## EXERCISE REQUIREMENTS
Go through the lines below and copy any that hold the string "frederick".

## STUDY MATERIAL
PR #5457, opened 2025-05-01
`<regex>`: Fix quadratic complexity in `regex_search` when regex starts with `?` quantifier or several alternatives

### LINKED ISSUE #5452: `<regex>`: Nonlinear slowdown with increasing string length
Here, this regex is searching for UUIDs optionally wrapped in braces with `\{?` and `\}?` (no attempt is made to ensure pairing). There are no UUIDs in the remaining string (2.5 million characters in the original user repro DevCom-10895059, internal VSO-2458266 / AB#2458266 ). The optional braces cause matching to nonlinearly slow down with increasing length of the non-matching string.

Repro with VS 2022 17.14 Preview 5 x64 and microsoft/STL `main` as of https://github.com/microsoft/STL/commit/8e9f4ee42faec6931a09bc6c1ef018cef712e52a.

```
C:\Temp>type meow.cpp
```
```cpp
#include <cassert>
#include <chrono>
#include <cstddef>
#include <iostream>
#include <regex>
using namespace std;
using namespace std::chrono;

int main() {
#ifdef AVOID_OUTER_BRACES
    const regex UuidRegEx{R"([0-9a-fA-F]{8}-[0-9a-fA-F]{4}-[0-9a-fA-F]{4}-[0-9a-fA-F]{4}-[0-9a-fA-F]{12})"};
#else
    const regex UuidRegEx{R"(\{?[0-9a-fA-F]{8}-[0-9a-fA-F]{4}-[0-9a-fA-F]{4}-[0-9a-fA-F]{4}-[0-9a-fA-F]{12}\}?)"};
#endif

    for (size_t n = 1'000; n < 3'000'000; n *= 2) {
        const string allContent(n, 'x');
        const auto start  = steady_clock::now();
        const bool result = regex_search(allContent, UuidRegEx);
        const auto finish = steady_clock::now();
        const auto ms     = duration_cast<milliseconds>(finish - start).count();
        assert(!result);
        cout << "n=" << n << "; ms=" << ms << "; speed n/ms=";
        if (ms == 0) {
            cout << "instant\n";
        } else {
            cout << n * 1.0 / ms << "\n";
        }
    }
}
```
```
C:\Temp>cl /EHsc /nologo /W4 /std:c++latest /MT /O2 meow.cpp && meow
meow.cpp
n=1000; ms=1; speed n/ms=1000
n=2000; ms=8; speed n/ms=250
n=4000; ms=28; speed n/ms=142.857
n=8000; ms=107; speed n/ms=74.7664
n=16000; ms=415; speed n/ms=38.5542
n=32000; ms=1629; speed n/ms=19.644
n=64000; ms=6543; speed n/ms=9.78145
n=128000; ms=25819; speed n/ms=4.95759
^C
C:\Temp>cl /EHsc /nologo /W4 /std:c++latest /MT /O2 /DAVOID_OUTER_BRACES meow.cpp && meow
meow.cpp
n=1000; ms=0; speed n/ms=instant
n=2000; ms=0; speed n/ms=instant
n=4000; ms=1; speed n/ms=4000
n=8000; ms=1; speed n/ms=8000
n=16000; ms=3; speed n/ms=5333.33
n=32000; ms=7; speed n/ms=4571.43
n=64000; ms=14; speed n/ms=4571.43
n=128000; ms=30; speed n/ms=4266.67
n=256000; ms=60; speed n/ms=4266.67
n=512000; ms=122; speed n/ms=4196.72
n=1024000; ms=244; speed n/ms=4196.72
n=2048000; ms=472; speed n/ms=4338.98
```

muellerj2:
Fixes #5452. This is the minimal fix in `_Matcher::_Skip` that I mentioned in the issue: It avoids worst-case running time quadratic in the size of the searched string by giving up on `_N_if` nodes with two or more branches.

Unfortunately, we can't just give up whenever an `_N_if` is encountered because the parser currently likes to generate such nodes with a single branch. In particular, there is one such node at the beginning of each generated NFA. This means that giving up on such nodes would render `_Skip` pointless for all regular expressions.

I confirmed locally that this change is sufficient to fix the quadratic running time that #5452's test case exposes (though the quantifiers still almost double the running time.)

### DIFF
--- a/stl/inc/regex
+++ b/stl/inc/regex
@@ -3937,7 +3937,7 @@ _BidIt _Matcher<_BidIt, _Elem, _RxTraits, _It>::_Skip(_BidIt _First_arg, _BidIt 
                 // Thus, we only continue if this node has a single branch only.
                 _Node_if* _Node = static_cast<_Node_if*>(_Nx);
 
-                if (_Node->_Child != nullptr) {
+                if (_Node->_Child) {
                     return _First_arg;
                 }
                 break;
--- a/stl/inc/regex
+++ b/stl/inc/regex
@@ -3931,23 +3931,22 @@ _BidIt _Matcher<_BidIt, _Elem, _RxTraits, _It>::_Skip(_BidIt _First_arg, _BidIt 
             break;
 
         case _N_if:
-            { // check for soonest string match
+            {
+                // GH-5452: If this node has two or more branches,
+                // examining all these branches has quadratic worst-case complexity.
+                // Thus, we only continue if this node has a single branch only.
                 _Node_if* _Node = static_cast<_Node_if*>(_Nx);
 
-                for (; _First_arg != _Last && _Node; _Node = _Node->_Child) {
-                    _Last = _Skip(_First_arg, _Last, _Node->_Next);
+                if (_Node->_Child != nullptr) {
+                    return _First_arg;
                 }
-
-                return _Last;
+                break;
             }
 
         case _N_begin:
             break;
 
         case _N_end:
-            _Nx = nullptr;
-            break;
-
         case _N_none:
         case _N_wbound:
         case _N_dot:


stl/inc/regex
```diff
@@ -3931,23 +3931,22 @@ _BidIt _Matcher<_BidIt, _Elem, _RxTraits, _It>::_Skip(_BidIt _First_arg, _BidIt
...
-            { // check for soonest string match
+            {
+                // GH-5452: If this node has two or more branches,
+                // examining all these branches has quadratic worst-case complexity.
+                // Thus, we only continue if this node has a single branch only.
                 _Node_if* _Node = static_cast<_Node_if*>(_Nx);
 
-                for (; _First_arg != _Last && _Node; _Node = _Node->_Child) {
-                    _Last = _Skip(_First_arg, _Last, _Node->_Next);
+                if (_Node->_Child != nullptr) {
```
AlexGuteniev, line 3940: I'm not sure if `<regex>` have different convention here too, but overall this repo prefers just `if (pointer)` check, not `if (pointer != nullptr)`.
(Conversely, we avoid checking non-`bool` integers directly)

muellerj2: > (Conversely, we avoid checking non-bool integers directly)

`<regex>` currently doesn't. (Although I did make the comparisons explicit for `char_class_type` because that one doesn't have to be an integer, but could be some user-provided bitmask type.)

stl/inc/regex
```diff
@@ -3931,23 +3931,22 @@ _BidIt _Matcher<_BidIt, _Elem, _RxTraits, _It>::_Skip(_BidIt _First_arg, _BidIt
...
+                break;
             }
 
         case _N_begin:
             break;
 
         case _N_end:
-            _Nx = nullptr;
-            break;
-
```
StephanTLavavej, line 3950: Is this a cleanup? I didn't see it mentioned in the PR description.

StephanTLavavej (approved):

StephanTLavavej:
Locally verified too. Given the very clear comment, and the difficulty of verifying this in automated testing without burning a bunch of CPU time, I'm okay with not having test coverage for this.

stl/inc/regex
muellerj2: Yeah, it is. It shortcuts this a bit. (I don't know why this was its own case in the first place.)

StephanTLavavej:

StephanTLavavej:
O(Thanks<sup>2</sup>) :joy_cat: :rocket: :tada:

* * *

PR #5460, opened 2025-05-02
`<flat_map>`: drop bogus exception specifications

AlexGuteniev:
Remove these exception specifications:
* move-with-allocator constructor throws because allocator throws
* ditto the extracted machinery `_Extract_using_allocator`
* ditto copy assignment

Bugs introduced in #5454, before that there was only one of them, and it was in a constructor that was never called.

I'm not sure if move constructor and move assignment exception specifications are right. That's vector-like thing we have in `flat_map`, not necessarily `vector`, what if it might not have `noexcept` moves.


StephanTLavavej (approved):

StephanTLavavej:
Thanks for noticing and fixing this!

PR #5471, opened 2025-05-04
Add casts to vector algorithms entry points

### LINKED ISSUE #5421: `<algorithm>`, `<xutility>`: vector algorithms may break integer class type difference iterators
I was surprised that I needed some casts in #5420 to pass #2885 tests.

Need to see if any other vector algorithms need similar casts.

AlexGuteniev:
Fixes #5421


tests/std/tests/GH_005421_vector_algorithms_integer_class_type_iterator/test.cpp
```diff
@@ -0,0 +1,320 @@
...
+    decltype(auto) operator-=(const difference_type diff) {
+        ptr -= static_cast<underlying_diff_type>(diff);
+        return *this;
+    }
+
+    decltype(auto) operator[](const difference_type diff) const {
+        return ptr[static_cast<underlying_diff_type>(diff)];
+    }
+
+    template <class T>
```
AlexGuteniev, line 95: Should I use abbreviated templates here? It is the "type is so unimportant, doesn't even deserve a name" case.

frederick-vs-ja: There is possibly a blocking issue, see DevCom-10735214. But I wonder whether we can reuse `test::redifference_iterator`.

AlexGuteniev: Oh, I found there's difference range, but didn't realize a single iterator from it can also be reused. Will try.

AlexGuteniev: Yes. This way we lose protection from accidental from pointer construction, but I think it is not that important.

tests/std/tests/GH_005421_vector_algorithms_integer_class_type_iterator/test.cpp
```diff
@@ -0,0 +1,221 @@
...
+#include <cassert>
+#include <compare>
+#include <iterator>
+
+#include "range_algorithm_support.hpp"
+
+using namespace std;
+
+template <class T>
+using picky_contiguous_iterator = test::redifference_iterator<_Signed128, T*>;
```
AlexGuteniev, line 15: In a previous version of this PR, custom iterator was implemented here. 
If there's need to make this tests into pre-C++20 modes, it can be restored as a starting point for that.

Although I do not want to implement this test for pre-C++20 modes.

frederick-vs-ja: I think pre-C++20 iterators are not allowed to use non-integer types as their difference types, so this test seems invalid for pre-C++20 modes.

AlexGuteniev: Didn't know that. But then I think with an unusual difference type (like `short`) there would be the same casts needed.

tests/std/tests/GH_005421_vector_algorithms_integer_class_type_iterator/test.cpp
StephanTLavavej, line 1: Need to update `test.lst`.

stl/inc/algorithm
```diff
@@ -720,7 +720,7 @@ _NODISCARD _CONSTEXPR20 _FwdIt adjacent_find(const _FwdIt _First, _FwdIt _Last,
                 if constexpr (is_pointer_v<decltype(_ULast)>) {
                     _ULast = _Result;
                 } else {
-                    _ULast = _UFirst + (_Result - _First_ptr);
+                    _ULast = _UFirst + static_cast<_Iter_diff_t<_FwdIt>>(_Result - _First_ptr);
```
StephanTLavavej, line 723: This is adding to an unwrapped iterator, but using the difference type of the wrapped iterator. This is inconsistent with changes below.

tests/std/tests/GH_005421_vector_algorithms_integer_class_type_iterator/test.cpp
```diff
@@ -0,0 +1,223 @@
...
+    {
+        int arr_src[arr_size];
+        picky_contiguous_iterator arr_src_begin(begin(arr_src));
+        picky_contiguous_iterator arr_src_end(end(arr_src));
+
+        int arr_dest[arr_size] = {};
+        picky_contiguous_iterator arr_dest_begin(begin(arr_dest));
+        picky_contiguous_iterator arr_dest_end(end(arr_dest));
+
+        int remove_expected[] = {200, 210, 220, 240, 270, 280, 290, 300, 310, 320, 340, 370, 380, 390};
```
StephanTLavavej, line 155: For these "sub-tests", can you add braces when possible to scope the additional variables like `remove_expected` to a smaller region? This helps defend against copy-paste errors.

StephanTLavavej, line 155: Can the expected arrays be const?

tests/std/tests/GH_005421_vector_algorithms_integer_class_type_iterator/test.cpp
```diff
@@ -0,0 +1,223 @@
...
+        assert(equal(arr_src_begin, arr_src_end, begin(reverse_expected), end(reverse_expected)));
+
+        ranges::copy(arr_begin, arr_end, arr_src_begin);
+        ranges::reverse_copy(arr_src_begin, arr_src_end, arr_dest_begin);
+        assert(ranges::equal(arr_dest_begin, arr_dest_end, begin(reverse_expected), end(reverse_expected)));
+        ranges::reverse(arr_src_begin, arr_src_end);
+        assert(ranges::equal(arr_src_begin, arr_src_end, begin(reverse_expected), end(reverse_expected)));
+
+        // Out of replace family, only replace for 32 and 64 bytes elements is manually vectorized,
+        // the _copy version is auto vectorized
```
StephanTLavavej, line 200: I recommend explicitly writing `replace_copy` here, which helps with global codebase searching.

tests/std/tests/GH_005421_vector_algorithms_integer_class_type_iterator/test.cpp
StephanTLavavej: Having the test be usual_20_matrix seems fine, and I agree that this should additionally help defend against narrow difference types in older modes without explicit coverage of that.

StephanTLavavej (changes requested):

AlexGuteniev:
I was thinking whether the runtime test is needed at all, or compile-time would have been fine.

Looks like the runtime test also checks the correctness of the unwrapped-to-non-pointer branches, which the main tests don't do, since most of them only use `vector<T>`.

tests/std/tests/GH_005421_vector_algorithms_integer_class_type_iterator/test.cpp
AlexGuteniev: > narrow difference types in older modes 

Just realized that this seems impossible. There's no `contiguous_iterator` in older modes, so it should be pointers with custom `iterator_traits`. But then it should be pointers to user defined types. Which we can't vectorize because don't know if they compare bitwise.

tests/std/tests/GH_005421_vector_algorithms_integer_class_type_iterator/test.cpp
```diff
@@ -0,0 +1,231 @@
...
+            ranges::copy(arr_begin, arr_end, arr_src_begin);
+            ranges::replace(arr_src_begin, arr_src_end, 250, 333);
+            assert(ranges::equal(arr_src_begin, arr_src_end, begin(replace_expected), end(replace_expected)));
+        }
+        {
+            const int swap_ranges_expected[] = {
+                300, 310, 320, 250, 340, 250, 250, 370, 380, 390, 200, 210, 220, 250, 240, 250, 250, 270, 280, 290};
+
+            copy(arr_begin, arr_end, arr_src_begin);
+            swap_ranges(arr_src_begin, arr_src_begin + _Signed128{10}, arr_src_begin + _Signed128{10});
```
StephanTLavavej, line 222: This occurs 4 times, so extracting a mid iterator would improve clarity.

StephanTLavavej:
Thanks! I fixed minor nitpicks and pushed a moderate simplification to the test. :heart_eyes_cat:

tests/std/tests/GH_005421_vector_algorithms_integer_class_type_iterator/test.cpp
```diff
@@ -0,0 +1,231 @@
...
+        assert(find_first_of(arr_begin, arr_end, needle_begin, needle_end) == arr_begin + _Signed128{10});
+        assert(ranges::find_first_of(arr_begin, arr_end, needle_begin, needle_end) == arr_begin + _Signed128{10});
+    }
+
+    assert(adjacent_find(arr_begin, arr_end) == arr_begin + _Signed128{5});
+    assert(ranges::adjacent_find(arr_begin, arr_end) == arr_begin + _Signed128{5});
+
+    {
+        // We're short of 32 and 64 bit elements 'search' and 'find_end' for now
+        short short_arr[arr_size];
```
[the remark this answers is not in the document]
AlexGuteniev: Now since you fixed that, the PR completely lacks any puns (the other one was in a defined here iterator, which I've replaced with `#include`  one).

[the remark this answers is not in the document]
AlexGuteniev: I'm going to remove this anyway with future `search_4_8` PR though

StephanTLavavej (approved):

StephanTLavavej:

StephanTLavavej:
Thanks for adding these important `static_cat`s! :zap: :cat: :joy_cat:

## RESPONSE BELOW
frederick-vs-ja: There is possibly a blocking issue, see DevCom-10735214. But I wonder whether we can reuse `test::redifference_iterator`.
frederick-vs-ja: I think pre-C++20 iterators are not allowed to use non-integer types as their difference types, so this test seems invalid for pre-C++20 modes.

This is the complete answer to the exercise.